I forgot hunting excitement, Hated both greyhounds and hounds, I drove the horse back from the house And he beat beaters and hunters with a whip.
I saw our games every day It was more like an outrage. In flowing waters at night, secretly I washed myself of the day's swinishness.
I became aware, stupid every day, I missed home intrigues. I did not like the age and people in it Did not like. And I buried myself in books.
My brain, to knowledge as greedy as a spider, Everything comprehended: motion and movement, - But there is no sense of thought and science, When everywhere - they refute.
With friends of childhood the thread was rubbed. The thread of Ariadne turned out to be a scheme. I fought over the words "to be, not to be", Like an insoluble dilemma.
But eternally, eternally the sea of troubles spits, In him we arrows sword - in a sieve millet, Sifting the ghostly answer From the pretentious question.

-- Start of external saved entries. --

PR #595, opened 2020-03-27
[roundcube] add guide for roundcube

pxlfrk:
Hi, i've added a guide for [Roundcube](https://roundcube.net/).

closes#593

### DIFF
--- a/source/guide_roundcube.rst
+++ b/source/guide_roundcube.rst
@@ -1,0 +1,222 @@
+.. highlight:: console
+
+.. author:: Achim | pxlfrk <hallo@pxlfrk.de>
+
+.. tag:: lang-php
+.. tag:: web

Call of ancestors hearing through a hushed rumble, He went to the call, - doubts crept from the rear, The load of heavy thoughts went upward, And the wings of the flesh were dragged down to the grave.
In a fragile raft I was soldered by days - Hardly frozen, he began to crawl away. I shed blood like everyone else. And, like them, I could not refuse revenge.
And my rise before death is a failure. Ophelia! I do not accept corruption. But I called myself a murder With who I was with in the same land.
I'm Hamlet, I despised violence, I did not care about the Danish crown, - But in their eyes - for the throne I throat tore And he killed the rival on the throne.
A brilliant splash is like nonsense, In the birth of death skips obliquely. And we all put a tricky answer And we do not find the right question.